◆ **TASK TO CARRY OUT**
Scan the entries below. List each line with "think".

Records from a dataset:
-- Opening Marker --
PR #4105, opened 2016-05-26
Group description (About) and discussion description should both support markdown

sallakarppinen:
We currently render markdown in comments (I think it's client-side), we should add that handling in these areas as well to make it more consistent.

### DIFF
--- a/shared/oae/api/oae.api.util.js
+++ b/shared/oae/api/oae.api.util.js
@@ -1656,12 +1656,16 @@ define(['exports', 'require', 'jquery', 'underscore', 'oae.api.config', 'markdow
                 return '';
             } else {
 
+                // Escape asterisks instead of treating them as italics markers
+                input = input.replace(/\*/g, "\\*").replace(/\\\\/g, "\\");
+
                 // Convert the Markdown input string to HTML using marked.js. `gfm`
                 // automatically recognizes text beginning with http: or https: as a URL
                 // and converts it to a link. We also specify that the input should be sanitized.
                 // @see https://github.com/chjj/marked
                 input = markdown(input.toString(), {
                     'gfm': true,
+                    'tables': true,
                     'breaks': true,
                     'sanitize': true
                 });
--- a/shared/oae/css/oae.base.css
+++ b/shared/oae/css/oae.base.css
@@ -903,24 +903,23 @@ ul.as-list li.as-result-item.active {
  */
 
 .oae-markdown-embedded table {
-    margin: 20px 0;
     border-bottom: 1px solid #ECECEC;
-    color: #333;
     font-size: 14px;
+    margin: 20px 0;
 }
 
 .oae-markdown-embedded table th {
-    background-color: #FFF;
-    border-top: 1px solid #ECECEC;
+    background-color: transparent;
     border-bottom: 1px solid #999;
-    padding: 10px 0;
+    border-top: 1px solid #ECECEC;
     font-weight: bolder;
+    padding: 10px 0;
 }
 
 .oae-markdown-embedded table td {
-    padding: 5px 20px 6px 0;
     font-weight: normal;
     height: 22px;
+    padding: 6px 20px 6px 0;
 }
 
 .oae-markdown-embedded table tr:nth-child(odd) {
--- a/shared/oae/css/oae.base.css
+++ b/shared/oae/css/oae.base.css
@@ -909,11 +909,11 @@ ul.as-list li.as-result-item.active {
 }
 
 .oae-markdown-embedded table th {
-    background-color: transparent;
+    background-color: #FFF;
     border-bottom: 1px solid #999;
     border-top: 1px solid #ECECEC;
     font-weight: bolder;
-    padding: 10px 0;
+    padding: 10px;
 }
 
 .oae-markdown-embedded table td {
@@ -922,6 +922,6 @@ ul.as-list li.as-result-item.active {
     padding: 6px 20px 6px 0;
 }
 
-.oae-markdown-embedded table tr:nth-child(odd) {
+.oae-markdown-embedded table tr:nth-child(even) {
     background-color: #ECECEC;
 }
--- a/shared/oae/css/oae.base.css
+++ b/shared/oae/css/oae.base.css
@@ -904,7 +904,6 @@ ul.as-list li.as-result-item.active {
 
 .oae-markdown-embedded table {
     border-bottom: 1px solid #ECECEC;
-    font-size: 14px;
     margin: 20px 0;
 }
 
@@ -912,16 +911,20 @@ ul.as-list li.as-result-item.active {
     background-color: #FFF;
     border-bottom: 1px solid #999;
     border-top: 1px solid #ECECEC;
-    font-weight: bolder;
+    font-weight: 500;
     padding: 10px;
 }
 
 .oae-markdown-embedded table td {
     font-weight: normal;
     height: 22px;
-    padding: 6px 20px 6px 0;
+    padding: 6px 10px;
 }
 
 .oae-markdown-embedded table tr:nth-child(even) {
     background-color: #ECECEC;
+}
+
+.oae-markdown-embedded table tr:nth-child(odd) {
+    background-color: #FFF;
 }
--- a/shared/oae/css/oae.base.css
+++ b/shared/oae/css/oae.base.css
@@ -897,3 +897,32 @@ ul.as-list li.as-result-item.active {
 .oae-markdown-embedded p:first-child {
     margin-top: 0;
 }
+
+/**
+ * Markdown table styles
+ */
+
+.oae-markdown-embedded table {
+    margin: 20px 0;
+    border-bottom: 1px solid #ECECEC;
+    color: #333;
+    font-size: 14px;
+}
+
+.oae-markdown-embedded table th {
+    background-color: #FFF;
+    border-top: 1px solid #ECECEC;
+    border-bottom: 1px solid #999;
+    padding: 10px 0;
+    font-weight: bolder;
+}
+
+.oae-markdown-embedded table td {
+    padding: 5px 20px 6px 0;
+    font-weight: normal;
+    height: 22px;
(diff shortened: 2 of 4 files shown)


nicolaasmatthijs:
@sallakarppinen : It looks like this includes the FontAwesome branch as well. Can you exclude that from this PR?

nicolaasmatthijs:
@sallakarppinen : As part of this PR, can you exclude `*` processing from our MarkDown processor so we can avoid having to escape things such as `*Research` and `*Unity` ?

nicolaasmatthijs:

mrvisser:
> As part of this PR, can you exclude * processing from our MarkDown processor so we can avoid having to escape things such as *Research and *Unity ?

Do we do this for comments as well?

nicolaasmatthijs:
> Do we do this for comments as well?

Not yet, but we should do it for comments as well.

mrvisser:
That should probably be done as part of this ticket as well then.

nicolaasmatthijs:
Yes, absolutely.

mrvisser:
And I think that's what you meant :P

sallakarppinen:
Can I also add support for markdown tables?

nicolaasmatthijs:
@sallakarppinen : Can you squash these commits so adding and removing FontAwesome isn't part of the commit history?

shared/oae/api/oae.api.util.js
```diff
@@ -1656,12 +1656,15 @@ define(['exports', 'require', 'jquery', 'underscore', 'oae.api.config', 'markdow
                 return '';
             } else {
 
+                input = input.replace(/\*/g, "\\*");
```
nicolaasmatthijs: Can you add a line of documentation here?

nicolaasmatthijs: We also have a number of comments in production that already escape `*` to avoid the italic behavior. Can we make sure that `*`s that are already escaped are not further escaped?

shared/oae/api/oae.api.util.js
```diff
@@ -1656,12 +1656,15 @@ define(['exports', 'require', 'jquery', 'underscore', 'oae.api.config', 'markdow
...
+
                 // Convert the Markdown input string to HTML using marked.js. `gfm`
                 // automatically recognizes text beginning with http: or https: as a URL
                 // and converts it to a link. We also specify that the input should be sanitized.
                 // @see https://github.com/chjj/marked
                 input = markdown(input.toString(), {
                     'gfm': true,
+                    'tables': true,
```
nicolaasmatthijs: @SamPeck : Can you provide a design for how you want tables inside of a comment to be rendered (margin, padding, border style, etc.)?

screen shot 2016-05-27 at 12 10 39

nicolaasmatthijs:
Assigning to @SamPeck for design feedback

sallakarppinen:
Have made the changes suggested.

shared/oae/api/oae.api.util.js
SamPeck: [tables.pdf](https://github.com/oaeproject/3akai-ux/files/291482/tables.pdf)
tables

nicolaasmatthijs:
Back to @sallakarppinen for implementation of table styling

shared/oae/api/oae.api.util.js
nicolaasmatthijs: @SamPeck : Are the table colors skin-independent or should they use certain skin values?

shared/oae/css/oae.base.css
```diff
@@ -897,3 +897,32 @@ ul.as-list li.as-result-item.active {
...
+
+.oae-markdown-embedded table td {
+    padding: 5px 20px 6px 0;
+    font-weight: normal;
+    height: 22px;
+}
+
+.oae-markdown-embedded table tr:nth-child(odd) {
+    background-color: #ECECEC;
+}
```
nicolaasmatthijs: Missing newline

shared/oae/css/oae.base.css
```diff
@@ -897,3 +897,32 @@ ul.as-list li.as-result-item.active {
...
 }
+
+/**
+ * Markdown table styles
+ */
+
+.oae-markdown-embedded table {
+    margin: 20px 0;
+    border-bottom: 1px solid #ECECEC;
+    color: #333;
```
nicolaasmatthijs: The text color is already set in the skin (and is set to `#333` by default)

shared/oae/css/oae.base.css
```diff
@@ -897,3 +897,32 @@ ul.as-list li.as-result-item.active {
...
     margin-top: 0;
 }
+
+/**
+ * Markdown table styles
+ */
+
+.oae-markdown-embedded table {
+    margin: 20px 0;
+    border-bottom: 1px solid #ECECEC;
```
nicolaasmatthijs: We try to avoid defining colors in the base CSS file because of skinning reasons. I've left a question for Sam to check if these should be hardcoded or driven by skin config values.

shared/oae/css/oae.base.css
```diff
@@ -897,3 +897,32 @@ ul.as-list li.as-result-item.active {
...
+    color: #333;
+    font-size: 14px;
+}
+
+.oae-markdown-embedded table th {
+    background-color: #FFF;
```
nicolaasmatthijs: `transparent` might be better here

shared/oae/css/oae.base.css
```diff
@@ -897,3 +897,32 @@ ul.as-list li.as-result-item.active {
...
+    border-top: 1px solid #ECECEC;
```
nicolaasmatthijs: Alphabetical sorting

shared/oae/css/oae.base.css
```diff
@@ -897,3 +897,32 @@ ul.as-list li.as-result-item.active {
...
+    border-bottom: 1px solid #999;
+    padding: 10px 0;
+    font-weight: bolder;
+}
+
+.oae-markdown-embedded table td {
+    padding: 5px 20px 6px 0;
```
nicolaasmatthijs: Padding top and bottom should probably be the same (6px)

nicolaasmatthijs:
Finished review and left question for @SamPeck

sallakarppinen:
Made changes based on comments except to those waiting for feedback from Sam.

shared/oae/api/oae.api.util.js
SamPeck: The only skinnable element should be the text colour using "Plain text color" value, the lines and BG striping seems a bit overkill to ask administrators to configure, or assigning values to arbitrary styles could be confusing and problematic.

shared/oae/api/oae.api.util.js
```diff
@@ -1656,12 +1656,16 @@ define(['exports', 'require', 'jquery', 'underscore', 'oae.api.config', 'markdow
                 return '';
             } else {
 
+                // Escape asterisks instead of treating them as italics markers
+                input = input.replace(/\*/g, "\\*").replace(/\\\\/g, "\\");
```
nicolaasmatthijs: Wouldn't it be easier to just replace 'not a backslash followed by a *' ?

shared/oae/css/oae.base.css
```diff
@@ -897,3 +897,31 @@ ul.as-list li.as-result-item.active {
 .oae-markdown-embedded p:first-child {
     margin-top: 0;
 }
+
+/**
+ * Markdown table styles
```
nicolaasmatthijs: There's still some styling issues:

screen shot 2016-06-02 at 08 15 55

nicolaasmatthijs: - The header row has a grey background, so the `transparent` property isn't working
- There's no padding enforced between the table headers
- The first row under the table header should be white, only the one after that should be grey

nicolaasmatthijs:

shared/oae/api/oae.api.util.js
sallakarppinen: I think this is _easier_, since that would require a negative lookbehind, which doesn't exist in JS?

shared/oae/css/oae.base.css
sallakarppinen: Should now be fixed.

nicolaasmatthijs: This still looks a bit off:

screen shot 2016-06-02 at 11 28 05

nicolaasmatthijs: - I'm not convinced that the font size of tables should be larger than the regular font size, so let's remove that
- The left and right padding on regular table cells should be the same as those on table header cells. Otherwise they don't align
- We try not to use `bolder`. We use either `bold` or 500/600/700
- We probably do want to give the odd rows an explicit white background color. Currently it looks a bit odd in the activity feed because of the grey background.

nicolaasmatthijs:
Back to @sallakarppinen

sallakarppinen:
Done.

shared/oae/css/oae.base.css
```diff
@@ -904,24 +904,27 @@ ul.as-list li.as-result-item.active {
...
-    font-size: 14px;
     margin: 20px 0;
 }
 
 .oae-markdown-embedded table th {
     background-color: #FFF;
     border-bottom: 1px solid #999;
     border-top: 1px solid #ECECEC;
-    font-weight: bolder;
+    font-weight: 500;
```
nicolaasmatthijs: 500 is not showing as bold to me. This should be 600 or 700 to match the style in the designs.

sallakarppinen: Me neither, but it is what @SamPeck specified above. Can swap to 600 though.

nicolaasmatthijs: Yeah, I noticed, but it needs to visually match the design. I've changed it to 600 and will be merging this.

sallakarppinen: Cool, thanks. Sorry about that.

nicolaasmatthijs:
Followed up and merged.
-- Closing Marker --
◆ **THE COMPLETED TASK**
We currently render markdown in comments (I think it's client-side), we should add that handling in these areas as well to make it more consistent.
And I think that's what you meant :P
sallakarppinen: I think this is _easier_, since that would require a negative lookbehind, which doesn't exist in JS?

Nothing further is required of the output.